Cuma, Ağustos 08, 2014

Çılgın Anne

Fotoğraf 01 Ağustos 2013 yılından
 
Tontalak madem babaannede kalıyor bizde kendimize vakit ayıralım gezmelere akalım dedik ama ne mümkün. Kendi kendime soruyorum tontalağın ahı mı tuttu ne?

Salı akşamı eniştem geldi, bizde kaldı. Çarşamba akşamı Beykoz'a gitmek zorunda kaldık hani iyi de oldu çocuğumuzu gördük. Cuma akşamı gidemezdik teyzemler bize gelecekti kala kala bir perşembe akşamı kalmıştı bize. Kaç gündür fırtına geliyor, hortum geliyor haberleri olduğu için yağmurlu havada ne iyi gider. Tabi ki sinema. Planlar yapıldı ama plana annemin telaşı dahil edilmedi. Nasıl mı?

Annem dün sürekli aradı.Sakın eve gitme babanla bize gel diye (işim annemin evine çok yakın)Nedenmiş efendim hortuma yakalanırmışım, hortum beni alırrrrrr götürürmüş bir yerlere. Burası da Amerika ya..

Bir annenin abartılı telaşına yok artık daha neler demek istemediğim için ne güldüm ne yorum yaptım.Ben de bir anneyim sonuçta.Anlıyorum. Hem nasıl anlamam. Bu konuşmadan bir saat sonra kayınvalidemi aramış, ne yapıyorsunuz diye sorduğumda 'hiç bahçede yağmuru seyrediyoruz Eray ile' cevabını aldığımda telaşlanmamış mıydım? Anne lütfen içeri girin, her yer ağaç yıldırım düşer çocuğuma,çok huzursuz oldum dememiş miydim? Demiştim. Ama küçük bey içeri girmek istemedi. Nedenmiş yağmuru seyretmek çok eğlenceliymiş, çok güzelmiş. Bu çocuğun romantikliği aynı babası. Babasının oğlu ne olacak işte.

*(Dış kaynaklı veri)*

PR #3349, opened 2026-01-19
Add shared pkg/oauth for OAuth/OIDC types and constants

jhrozek:
This PR introduces a new shared package at `pkg/oauth` that consolidates OAuth 2.0 and OpenID Connect protocol-level types and constants. Previously, the codebase had three separate `OIDCDiscoveryDocument` definitions scattered across `pkg/auth` packages, along with duplicated constants for well-known paths, grant types, and PKCE methods. And the upcoming authserver would have added another one.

Ne diyorduk yaş 35 de olsa bir annenin gözünde hala minicik çocuksun. Anam 35 yıl çalıştım emeklilik hakkımı çatır çatır elde ettim, şimdi rahatım diyemeyeceğin tek meslek.Hep bir telaş, kaygı hali..Hep kendinden önce onu düşünme durumları. Bir yandan da hep bir umut, mutluluk, hayal hali.. Geleceğe dair plan yapma durumları..Yani olumlu-olumsuz aklının hep bir yanını meşgul etme.

Benim annemin aklının bir köşesi değil tümü bizimle dolu bence. Hiç unutmam Erol'un toplantısı vardı geçmiş zaman bir gün araba yok ben metro ile gideceğim anneme. Eray okula başlamıştı o aralar. Metro +otobüs ile gideceğim ya geç kalınca beni merak etmesin diye dediydim. Hay demez olaydım. Ben bunu söyler söylemez bana ne dedi biliyor musun blog. Dur bi gülme krizi tuttu yine o geçsin yazarım....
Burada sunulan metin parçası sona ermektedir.